Estamos en plena temporada de manzanas, así que vamos a aprovechar al máximo sus beneficios: tienen un alto porcentaje de antioxidantes, que nos ayudarán a rejuvenecer nuestra piel y a reducir las arrugas.

Para preparar nuestra mascarilla casera tendremos que pelar la manzana y cocerla en abundante agua. Una vez tibia, la trituramos e incorporamos el aceite de oliva y la miel. Según la textura que tenga, añadiremos una o dos cucharadas de yogurt natural para que la mascarilla sea más fácil de extender.
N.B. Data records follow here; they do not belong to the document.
PR #5570, opened 2016-11-30
SI-10075 propagate annotations to lazy val's underlying field

adriaanm:
This likely regressed in #5294.

Fixes scala/scala-dev#213

Review by @retronym

### DIFF
--- a/test/files/run/t10075.scala
+++ b/test/files/run/t10075.scala
@@ -1,0 +1,35 @@
+class NotSerializable
+
+trait SerializableActually {
+  @transient
+  lazy val notSerializedTLV: NotSerializable = new NotSerializable
+
+  @transient
+  val notSerializedTL: NotSerializable = new NotSerializable
+
+  @transient
+  var notSerializedTR: NotSerializable = new NotSerializable
+}
+
+class SerializableBecauseTransient extends Serializable with SerializableActually {
+  @transient
+  lazy val notSerializedLV: NotSerializable = new NotSerializable
+
+  @transient
+  val notSerializedL: NotSerializable = new NotSerializable
+
+  @transient
+  var notSerializedR: NotSerializable = new NotSerializable
+}
+
+// Indirectly check that the @transient annotation on `notSerialized` made it to the underyling field in bytecode.
+// If it doesn't, `writeObject` will fail to serialize the field `notSerialized`, because `NotSerializable` is not serializable
+object Test {
+  def main(args: Array[String]): Unit = {
+    val obj = new SerializableBecauseTransient
+    // must force, since `null` valued field is serialized regardless of its type
+    val forceTLV = obj.notSerializedTLV
+    val forceLV  = obj.notSerializedLV
+    new java.io.ObjectOutputStream(new java.io.ByteArrayOutputStream) writeObject obj
+  }
+}
--- a/src/compiler/scala/tools/nsc/backend/jvm/BCodeSkelBuilder.scala
+++ b/src/compiler/scala/tools/nsc/backend/jvm/BCodeSkelBuilder.scala
@@ -494,7 +494,7 @@ abstract class BCodeSkelBuilder extends BCodeHelpers {
               genDefDef(statified)
             } else {
               val forwarderDefDef = {
-                val dd1 = global.gen.mkStatic(deriveDefDef(dd)(_ => EmptyTree), traitSuperAccessorName(sym), _.cloneSymbol)
+                val dd1 = global.gen.mkStatic(deriveDefDef(dd)(_ => EmptyTree), traitSuperAccessorName(sym), _.cloneSymbol.withoutAnnotations)
                 dd1.symbol.setFlag(Flags.ARTIFACT).resetFlag(Flags.OVERRIDE)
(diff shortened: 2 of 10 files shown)


retronym:
Not sure we've got this sorted yet. Here's a [test case](https://gist.github.com/retronym/c46af6372d325a8bdd1d8cf1315eccf5) for combinations of trait defined/class defined/trait-mixed in members; val/var/lazy val; field/getter/setter meta annotations that shows the difference between 2.11.8, 2.12.0, and 2.12.1 (as proposed in this PR).

There are still some problems:

 - [X] A `field` targeted annotation on a class member lazy val ends up on both the field and the getter.
 - [x] A `field` targeted annotation on a trait member lazy val is lost (not propagated to the field in the class that mixes in the trait)
 - [x] The static accessor method of a getter in a trait contain the same list of annotations as the method it accesses. The same probably occurs for regular concrete trait methods.

adriaanm:
Thanks for the test case -- where did it go, though?

adriaanm:
I think I have fixes for the first two. Not sure about the static accessors yet

retronym:
https://gist.github.com/retronym/c46af6372d325a8bdd1d8cf1315eccf5

Static accessors are spawned in the backend using https://github.com/scala/scala/blob/d9974be376e23f2a41373cd85977732aee6761a1/src/compiler/scala/tools/nsc/ast/TreeGen.scala#L329-L329

adriaanm:
Thanks. So you're saying we should just drop all annotations from the static accessor?

adriaanm:
I'll incorporate your test tomorrow as well as the logic for the static accessor annotation triage

retronym:
Yes, I think we should drop them.

test/files/run/t10075.scala
```diff
@@ -0,0 +1,30 @@
...
+
+  @transient
+  var notSerializedR: NotSerializable = new NotSerializable
+}
+
+// Indirectly check that the @transient annotation on `notSerialized` made it to the underyling field in bytecode.
+// If it doesn't, `writeObject` will fail to serialize the field `notSerialized`, because `NotSerializable` is not serializable
+object Test {
+  def main(args: Array[String]): Unit =
+    new java.io.ObjectOutputStream(new java.io.ByteArrayOutputStream) writeObject (new SerializableBecauseTransient)
```
durban: Shouldn't the lazy vals be forced before trying to serialize? Otherwise the backing field will be null, and serialization will succeed even if it is not transient, right?

adriaanm: Good point. Thanks!

adriaanm:
One test failure:
```
!!  201 - run/junitForwarders                       [non-zero exit code]
##### Log file '/home/jenkins/workspace/scala-2.12.x-validate-test@2/test/files/run/junitForwarders-run.log' from failed test #####

java.lang.AssertionError: assertion failed: found: $init$ - ;foo - @org.junit.Test();foo$ - 
expected: $init$ - ;foo - @org.junit.Test();foo$ - @org.junit.Test()
	at Test$.check(C_1.scala:10)
```

adriaanm:
Updated test, since it had a nice TODO message that confirmed it needed updating :-) thanks, @lrytz

dwijnand:
It's green now

retronym:
LGTM, tricky stuff!

adriaanm:
If I understand @lrytz's comment at https://github.com/scala/scala-dev/issues/213#issuecomment-264645365 correctly, I should drop the `withoutAnnotations` for static accessors. I think we should either drop all annotations or we keep them all. If we have to keep `@inline`, someone may be able to make a similar case for other annotations.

Con la ayuda de un pincel la aplicaremos sobre la piel limpia de rostro y cuello y dejaremos actuar unos 15 – 20 minutos. Retiraremos con agua tibia y la ayuda de una toalla, y a continuación aplicaremos una crema hidratante. Este tratamiento se puede repetir una vez por semana: los resultados serán visibles enseguida.

Y acerca del agua que has utilizado para hervir la manzana, no la tires: hiérvela un poco más con toque de canela, cuélala y tómatela. Aporta energía, ayuda a relajarse y combate la retención de líquidos. ¡Aquí no se desperdicia nada!